Old World Monkey Necropsy Protocol  (Draft - June 2006) 
Old World Monkey Taxon Advisory Group

The following are a recommended necropsy protocol and report form for old world monkeys. Please send copies of necropsy reports to the appropriate veterinary advisor (see below) and the Old World Monkey TAG Pathology Advisor (see below).  Necropsy reports should include a thorough description of all lesions and a complete clinical history. If a second opinion is needed, please send duplicate histopathology slides to the TAG Pathology Advisor. If a complete set or tissues could not be processed for histologic evaluation, to preserve valuable information please send a complete set of duplicate tissues to the pathology advisor if possible. CAUTION: Histopathology blocks (paraffin embedded tissues) are an extremely valuable resource. Some laboratories may discard the blocks after a few years. If your lab does not save these blocks, please ask for the blocks and save them at your facility. Please do not hesitate to contact us if you have questions or comments.  

Old World Monkey TAG Veterinary Advisor 

                  Jan Ramer, DVM   

jramer@indyzoo.com

                  Baboon SSP Veterinary Advisor 

Hayley Weston Murphy, DVM 

hweston@zoonewengland.com

Colobus SSP Veterinary Advisor

Connie Ketz-Riley, DVM

cketz@vet.k-state.edu 

Guenon SSP Veterinary Advisor

Natalie Mylniczenko, DVM

NaMylnic@BrookfieldZoo.org

Langur SSP Veterinary Advisor

Donna Ialeggio, DVM

Ialeggio.Donna@phillyzoo.org 

Macaque SSP Veterinary Advisor 

Mike Cranfield, DVM

mrcranfi@mail.bcpl.lib.md.us 

Mangabey SSP Veterinary Advisor

Open

 

Pathology Advisor:

Mary Duncan

duncan@stlzoo.org 

A necropsy is an excellent source of information about normal anatomy and disease conditions. This protocol may seem very involved for many of you who are severely short on time. However, the examination of organs not directly involved in the death of an animal provides control samples and gives a better understanding of other disease states that may occur in a given species or group of species. Diseases often affect more than one organ and sampling only one or a few organs limits the amount of information available and our understanding of diseases. A necropsy can be very time consuming, but the more time you can devote to a necropsy and the more samples you take (including formalin-fixed and frozen), the more likely it is that a pathologist can give a complete answer. The better our understanding of disease, the better we will be able to identify, treat and prevent disease.

 

RECOMMENDED SAMPLING PROCEDURES:

 

Histopathology: Tissue sections should be no thicker than 1 cm.
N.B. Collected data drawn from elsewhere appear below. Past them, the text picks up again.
PR #269, opened 2019-05-14
test(locale): improve test using locale `en_US.UTF-8`

myii:
* ~Configure locale on Debian-based instances and CentOS-7~

---

Continues work done in #262, where the locales were commented out at the time.

### DIFF
--- a/.travis.yml
+++ b/.travis.yml
@@ -22,21 +22,21 @@ env:
     # TODO: Re-enable this once the `systemd` service can be restarted reliably
     # - INSTANCE: default-ubuntu-1804-2019-2-py3
     - INSTANCE: default-centos-7-2019-2-py3
-    - INSTANCE: default-fedora-29-2019-2-py3
+    # - INSTANCE: default-fedora-29-2019-2-py3
     - INSTANCE: default-opensuse-leap-15-2019-2-py3
-    - INSTANCE: default-debian-9-2018-3-py2
+    # - INSTANCE: default-debian-9-2018-3-py2
     - INSTANCE: default-ubuntu-1604-2018-3-py2
-    - INSTANCE: default-centos-7-2018-3-py2
+    # - INSTANCE: default-centos-7-2018-3-py2
     - INSTANCE: default-fedora-29-2018-3-py2
     # TODO: Use this when fixed instead of `opensuse-423`
     # NOTE: Having to temporarily disable `opensuse-423` due to slow mirror
     # - INSTANCE: default-opensuse-leap-15-2018-3-py2
     # - INSTANCE: default-opensuse-423-2018-3-py2
-    - INSTANCE: default-debian-8-2017-7-py2
-    - INSTANCE: default-ubuntu-1604-2017-7-py2
+    # - INSTANCE: default-debian-8-2017-7-py2
+    # - INSTANCE: default-ubuntu-1604-2017-7-py2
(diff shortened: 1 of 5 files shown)


n-rodriguez:
@myii : good work :+1: 

but I have one question : can the locales be set in the docker image instead?

myii:
@vutny Thanks for the feedback.  I've tried it out on a separate branch but I'm hitting the same error on all of the Debian-based instances:

```
       *** update-locale: Error: invalid locale settings:  LANG=en_US.UTF-8
       The command '/bin/sh -c sudo dpkg-reconfigure -f noninteractive locales' returned a non-zero code: 255
```

Full logs available here: https://travis-ci.com/myii/postgres-formula/builds/111870004.

---

In any case, we've discussed this on Slack and @javierbertoli may be able to ensure that we don't need this process at all.  `en_US.UTF-8` is already configured on most of the images, except for `debian-8` and `debian-9`.  If those can be resolved, we can remove all of the `provision_command` sections from this PR.

vutny:
> @vutny Thanks for the feedback. I've tried it out on a separate branch but I'm hitting the same error on all of the Debian-based instances:

Ah, of course! Forgot the very first command :smile: 
```sh
sudo rm -f /etc/default/locale /etc/locale.gen
```

> In any case, we've discussed this on Slack and @javierbertoli may be able to ensure that we don't need this process at all. `en_US.UTF-8` is already configured on most of the images, except for `debian-8` and `debian-9`. If those can be resolved, we can remove all of the `provision_command` sections from this PR.

Yeah, sure. This is the best option. Better to put those commands into Dockerfile.

myii:
@vutny Yes, that worked: https://travis-ci.com/myii/postgres-formula/builds/111883527.  Let's see what the final outcome for `en_US.UTF-8`.

myii:
Thanks to @javierbertoli, all of the pre-salted images are configured with the `en_US.UTF-8` locale.  So all of the `provision_commands` have been removed.

I've also added a couple of further changes based on the `template-formula`.  The first one is to remove the temporary `suse` conditional since that's been fixed upstream (thanks @n-rodriguez!).  The second is to reduce the testing matrix back to the "tree"-shaped matrix.  I did test these changes before reducing the matrix and all was OK:

* https://travis-ci.com/myii/postgres-formula/builds/113817072

@vutny If you are good with the changes, would you mind merging this?

myii:
> Thanks @myii , great work!
> I guess you need to throw away changes in `.travis.yml`, as I see all defined instances have been passed in your other branch covered by Travis.

@vutny It's a bit ugly but we've been leaving them there (commented out) to make it easier when `diff`ing with the `template-formula` (across numerous formulas).  It's especially helpful when there are multiple changes to propagate, as there already have been with `.travis.yml`.  And there are still more changes expected, since we're evaluating other CI solutions.  So I'd appreciate it if we can keep hold of them there, for easier multi-formula maintenance.

myii:
@vutny Sorry, I didn't get your angle about the "temporary thing".  Do you mean in terms of having all of the instances running again?  Or do you mean removing the commented lines?  In any case, if anyone wants to help stabilise the CI setup, that would be greatly appreciated.  Here's a bit more background for interested parties, even if only to offer comment: https://github.com/saltstack-formulas/template-formula/issues/118.

I'll go ahead and merge this in the meanwhile, thanks for the review.

PR #273, opened 2019-07-03
fixes salt-run for kitchen test

fortunejuggle:
fixes kitchen

 this reorders .yml to avoid `pillar failed to render error`

### DIFF
--- a/kitchen.yml
+++ b/kitchen.yml
@@ -118,13 +118,6 @@ provisioner:
     base:
       '*':
         - postgres
-  pillars:
-    top.sls:
-      base:
-        '*':
-          - postgres
-  pillars_from_files:
-    postgres.sls: test/salt/pillar/postgres.sls
 
 verifier:
   # https://www.inspec.io/
@@ -133,8 +126,17 @@ verifier:
   # cli, documentation, html, progress, json, json-min, json-rspec, junit
   reporter:
     - cli
-  inspec_tests:
-    - path: test/integration/default
 
 suites:
   - name: default
+    verifier:
+      inspec_tests:
+        - test/integration/default
+    provisioner:
+      pillars-from-files:
+        postgres.sls: test/salt/pillar/postgres.sls
+      pillars:
+        top.sls:
+          base:
+            '*':
+              - postgres


aboe76:
@fortunejuggle can you please edit your commit message this will fail:

✖   subject may not be empty [subject-empty]
✖   type may not be empty [type-empty]

see docs: https://github.com/saltstack-formulas/postgres-formula/blob/master/docs/CONTRIBUTING.rst

myii:
@fortunejuggle Thanks for providing this PR.  A suggested commit message you can use when amending the commit:

```git
fix(kitchen): reorder `.yml` to avoid `Pillar failed to render` error
```

@javierbertoli @daks Can I borrow your Kitchen expertise to discuss if we need to apply this reordering back in our other formulas as well, starting with the `template-formula`?

fortunejuggle:
finally - it is done - thanks for your help @myii and thanks for stating it @aboe76

daks:
I'm surprised it changes anything. I don't thing there is any notion of order in kitchen. It could exist for salt (like states ordering in defined top.sls) but not for kitchen.

javierbertoli:
@fortunejuggle, I fail to see what's the issue you're trying to fix here. An error `yaml failed to render` means the content of the file is not correct yaml (or that kitchen failed to read it?)

In this case, moving the declarations from the general (default) stanza to the `suites` stanzas does not change a thing regarding the issue you mention, and should not fix it as far as I know. 

Taking into consideration the fact that it 'fixed it', the only difference I see is that, in the stanza, [you used the old/deprecated syntax for `pillars_from_files`](https://github.com/saltstack-formulas/postgres-formula/pull/273/files#diff-fdbca9ed07a634829a3548f874dc925aR136) with dashes instead of underscores. So I wonder if the "real" issue is either an old `kitchen-salt` gem in your testing environment or similar thing, which makes kitchen unable to read the pillar because the variable is 'not declared'? 

OFC I'm guessing here. As I said, the combination of error and solution you propose don't make sense to me.

Can this be a possibility?

daks:
I cloned master and tried to run tests on `default-debian-9-2019-2-py3` and it fails. Are we sure that tests run correctly on standard `salt-call`? And how can `salt-run` be tested?

fortunejuggle:
@daks -the heading is `fixes salt-run for kitchen tests`.
I always test the tests first - that's why I haven't made any progress yet. However, salt ran through the docker container after these changes. However, I have not yet been able to check whether this is generally the case.

fortunejuggle:
@javierbertoli  - the error was that `postgres was not found in enviraonment base`

myii:
Thanks for joining in @daks and @javierbertoli.  I'll try to make some time to do some local tests at my end as well.  @fortunejuggle Thanks for your patience, it's a good chance for us to review the test setup, to see whether anything else can be done from our end to ease local testing.  By the way, can you share how you are calling the tests?

As I'm typing this, you just closed the PR.  Is there any reason for that?

javierbertoli:
@fortunejuggle, the current [`kitchen.yaml` stanzas](https://github.com/saltstack-formulas/postgres-formula/blob/master/kitchen.yml#L121-L140) pass (see https://travis-ci.com/saltstack-formulas/postgres-formula)

I tried the current master of the repo locally and passed, so I can't reproduce your error. 

Is it possible you paste the `kitchen.yaml` and `pillar` you're using to test, as well as the error you get (the logs of it, I mean)

fortunejuggle:
@myii  - sorry did not mention you - I have used the wrong kitchen-salt gem. All other gems are fine. So it was my mistake - @daks can you please also check it again? @javierbertoli - yeah please refer my previous comment . 

I'm trying to be more careful - I'm working a lot with salt right now and I'm trying to help, this time it went wrong.

myii:
@fortunejuggle Not a problem, welcome to Salt!  It's good to know that our testing is working as expected.  Thanks to @daks and @javierbertoli for confirming that with their advice.

myii:
And to @aboe76  for the initial review!

PR #278, opened 2019-07-24
feat(debian): add buster support

### LINKED ISSUE #276: Does not work with Debian Buster
Debian buster fails because it's not added to the yaml files.

johnkeates:
feat(debian): add buster support

This adds support for Debian buster and native package installation. Fixes #276

### DIFF
--- a/postgres/codenamemap.yaml
+++ b/postgres/codenamemap.yaml
@@ -54,12 +54,14 @@
 {{ debian_codename('wheezy', '9.1') }}
 {{ debian_codename('jessie', '9.4') }}
 {{ debian_codename('stretch', '9.6') }}
+{{ debian_codename('buster', '11') }}
 
 # `oscodename` grain has long distro name
 # if `lsb-release` package not installed
 {{ debian_codename('wheezy', '9.1', 'Debian GNU/Linux 7 (wheezy)') }}
 {{ debian_codename('jessie', '9.4', 'Debian GNU/Linux 8 (jessie)') }}
 {{ debian_codename('stretch', '9.6', 'Debian GNU/Linux 9 (stretch)') }}
+{{ debian_codename('buster', '11', 'Debian GNU/Linux 10 (buster)') }}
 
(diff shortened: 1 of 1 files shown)


postgres/codenamemap.yaml
```diff
@@ -54,12 +54,14 @@
...
 {{ debian_codename('jessie', '9.4') }}
 {{ debian_codename('stretch', '9.6') }}
+{{ debian_codename('buster', '11') }}
 
 # `oscodename` grain has long distro name
 # if `lsb-release` package not installed
 {{ debian_codename('wheezy', '9.1', 'Debian GNU/Linux 7 (wheezy)') }}
 {{ debian_codename('jessie', '9.4', 'Debian GNU/Linux 8 (jessie)') }}
 {{ debian_codename('stretch', '9.6', 'Debian GNU/Linux 9 (stretch)') }}
+{{ debian_codename('buster', '11', 'Debian GNU/Linux 10 (buster)') }}
```
aboe76: shouldn't this be '10' ?

johnkeates: No, that's a mistake I made as well :p this adds the PostgreSQL version that exists in the distro repo and doesn't refer to the distrio version at all.

johnkeates:
Travis doesn't seem to like my commit message for some reason. But the output doesn't really give me a pointer to what's wrong:

✖   subject may not be empty [subject-empty]
✖   type may not be empty [type-empty]

johnkeates:
Thanks @noelmcloughlin should be all better now

postgres/codenamemap.yaml
aboe76: thanks for pionting this out.

noelmcloughlin:
> should be all better now

No, it's the commit message you need to change. ;-)

johnkeates:
> > should be all better now
> 
> No, it's the commit message you need to change. ;-)

I really should RTFM :-D

PR #280, opened 2019-08-03
feat(archlinux): add support, fixing rendering errors

noelmcloughlin:
There is no `osfinger` grain on Archlinux.

### DIFF
--- a/postgres/upstream.sls
+++ b/postgres/upstream.sls
@@ -39,6 +39,6 @@ postgresql-repo:
 postgresql-repo:
   test.show_notification:
     - text: |
-        PostgreSQL does not provide package repository for {{ grains['osfinger'] }}
+        PostgreSQL does not provide package repository for {{ salt['grains.get']('osfinger', grains.os) }}
 
 {%- endif %}
--- a/test/salt/pillar/postgres.sls
+++ b/test/salt/pillar/postgres.sls
@@ -1,7 +1,7 @@
 # Port to use for the cluster -- can be used to provide a non-standard port
 # NOTE: If already set in the minion config, that value takes priority
 
-{%- if not (grains.os_family == 'Debian' or grains.osfinger == 'Leap-15') %}
+{%- if grains.os_family != 'Debian' and salt['grains.get']('osfinger') != 'Leap-15' %}
 postgres.port: '5432'
 {%- else %}
 postgres.port: '5433'
@@ -10,7 +10,7 @@ postgres.port: '5433'
 postgres:
   # UPSTREAM REPO
   # Set True to configure upstream postgresql.org repository for YUM/APT/ZYPP
-  {%- if not (grains.os_family == 'Debian' or grains.osfinger == 'CentOS-6') %}
+  {%- if grains.os_family != 'Debian' and salt['grains.get']('osfinger') != 'CentOS-6' %}
   use_upstream_repo: False
   {%- else %}
   use_upstream_repo: True
@@ -181,7 +181,7 @@ postgres:
         public:
           owner: localUser
       # enable per-db extension
-      {%- if grains.os_family == 'Debian' and grains.osfinger != 'Debian-8' %}
+      {%- if grains.os_family == 'Debian' and salt['grains.get']('osfinger') != 'Debian-8' %}
       extensions:
         uuid-ossp:
           schema: 'public'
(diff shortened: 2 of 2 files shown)


postgres/upstream.sls
```diff
@@ -39,6 +39,6 @@ postgresql-repo:
 postgresql-repo:
   test.show_notification:
     - text: |
-        PostgreSQL does not provide package repository for {{ grains['osfinger'] }}
+        PostgreSQL does not provide package repository for {{ grains['os'] }}
```
myii: Does this work?

```suggestion
        PostgreSQL does not provide package repository for {{ grains['osfinger'] | d(grains['os']) }}
```

That gives us the best of both worlds.

noelmcloughlin: It's a jinja rendering error so that will not fix.
 If we really want osfinger then will need a if/else block

vutny: I think calling `salt['grains.get']('osfinger', grains['os'])` would be a better choice here. No need for additional conditional statements.
Since that is just a notification message, having exactly `osfinger` value substituted is not such critical matter.

noelmcloughlin: Thanks @myii and @vutny for feedback.  I have updated as suggested by @vutny and since `salt['grains.get']` swallows the exception this should work in all cases.

noelmcloughlin:
One travis CI job failure https://github.com/saltstack-formulas/postgres-formula/issues/282 is unrelated to this PR.

test/salt/pillar/postgres.sls
```diff
@@ -1,7 +1,7 @@
 # Port to use for the cluster -- can be used to provide a non-standard port
 # NOTE: If already set in the minion config, that value takes priority
 
-{%- if not (grains.os_family == 'Debian' or grains.osfinger == 'Leap-15') %}
+{%- if not (grains.os_family == 'Debian' or ('finger' in grains and grains.osfinger == 'Leap-15')) %}
```
vutny: I guess the string should be `osfinger` instead `finger`.
But why so complicated? We could use the same `salt['grains.get']()` function in Pillar file as well.

noelmcloughlin: Good catch - thanks.

noelmcloughlin:
Thanks @vutny fixed up the commit now.

test/salt/pillar/postgres.sls
```diff
@@ -1,7 +1,7 @@
 # Port to use for the cluster -- can be used to provide a non-standard port
 # NOTE: If already set in the minion config, that value takes priority
 
-{%- if not (grains.os_family == 'Debian' or grains.osfinger == 'Leap-15') %}
+{%- if not (grains.os_family == 'Debian' or salt['grains.get']('osfinger') == 'Leap-15')) %}
```
vutny: CI fails because of too many parentheses, @noelmcloughlin :sweat_smile:

noelmcloughlin: there's always one!!

test/salt/pillar/postgres.sls
```diff
@@ -181,7 +181,7 @@ postgres:
         public:
           owner: localUser
       # enable per-db extension
-      {%- if grains.os_family == 'Debian' and grains.osfinger != 'Debian-8' %}
+      {%- if grains.os_family == 'Debian' and salt['grains.get']('osfinger') != 'Debian-8') %}
```
vutny: This one at the end and later are superfluous too :smiley:

noelmcloughlin: I nailed them all now. Cmon *Lint* !!

test/salt/pillar/postgres.sls
```diff
@@ -1,7 +1,7 @@
 # Port to use for the cluster -- can be used to provide a non-standard port
 # NOTE: If already set in the minion config, that value takes priority
 
-{%- if not (grains.os_family == 'Debian' or grains.osfinger == 'Leap-15') %}
+{%- if not (grains.os_family == 'Debian' or salt['grains.get']('osfinger') == 'Leap-15' %}
```
vutny: Here the parentheses were valid. But we could remove them by simplifying Boolean logic:
`not (var == val or var == val)` is the same as `var != val or var != val`.

noelmcloughlin: No problem - that's done with updated logic.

Exceptions are: healthy lung, which may be slightly thicker; eyes, which should be fixed whole and intact (i.e., not punctured); and brain, which should be fixed whole. Ideally, flat tissues such as intestine, skin and sciatic nerve should be placed on cardboard during fixation to prevent curling of tissues. Tissues should be placed in 10% neutral buffered formalin with FORMALIN AT 10 TIMES THE VOLUME OF TISSUES. Otherwise, inadequate fixation will occur. Once tissues are completely fixed they can be mailed or saved in a smaller volume of formalin.

 

For toxicological studies: Tissues should be saved wrapped in aluminum foil or saved in glass. If stored in plastic, leaching of plastic compounds can occur that may interfere with toxicological analysis. Tissues for toxicology can be saved in a regular freezer (-20C). Some tissues to save for toxicological studies are liver, kidney, fat and stomach contents, but if toxicity is suspected, a toxicologist should be consulted for proper tissue collection and preservation.

 

Infectious disease studies: Tissues should be saved at -70C (organisms tend to survive better at this temperature).

 

Biomaterial Banking:  Several sections (2-5 cm cubes) of heart, skeletal muscle, and liver should be collected and saved at –70C.  
 
Instructions for gross evaluation of specific tissues:

 

Heart:  
3 longitudinal sections to include: left and right free walls such that atrium, ventricle and A-V valve are included in the section (include papillary muscle in this section); and a similarly oriented section of septum such that atrium, septal leaflet of right A-V valve and aortic outflow tract are included.  
 

Lymph nodes:  
If lymph nodes are grossly abnormal or if lymph node disease is suspected, lymph nodes should be labeled as to location (e.g., in bags, laundry tags or separate containers) since they all look the same under the microscope.  

Endocrine organs:  
Submit the entire organ from both left and right sides. Adrenal glands should be cut transversely to assess the ratio of cortex to medulla.

 

Gastrointestinal tract:  
Open along long axis. If intestine is abnormal or GI disease is suspected clinically, label each section as to location.  

 

Additional necropsy procedures for neonates:  
1. Fix umbilical stump and surrounding tissues.  
2. Examine fetus or neonate for malformations, incl. cleft palate and deformed limbs/spine. 3. Assess level of hydration and evidence of nursing  
4. Determine if breathing occurred (do lungs float in formalin?).  
5. Include placenta.
 

Reproductive tracts of females have been requested by:

Dr. Linda Munson at the University of California.

(916-754-7567

lmunson@ucdavis.edu


 

Tissues to sample (check list included below):

heart (left and right free walls and septum)  
aorta  
lung (sections from several lobes, and including a major bronchus)  
trachea  
thymus  
thyroid (leave intact)  
parathyroid (leave intact)  
adrenal  
pituitary  
lymph nodes (cervical, anterior mediastinal, bronchial, mesenteric, lumbar, prescapular - at least one internal and one external lymph node should be collected)  
spleen (2 cross sections including capsule)  
liver (3-5 sections from different areas - include capsule)  
gallbladder  
pancreas (sections from 2 areas - can leave attached to duodenum)  
tongue (cross section)  
esophagus  
stomach - cardia, fundus, antrum for monogastric monkeys

        - saccus, tubus gastricus, pars pylorica for tripartite (Colobus, Trachypithecus, Presbytis, Semnopithecus)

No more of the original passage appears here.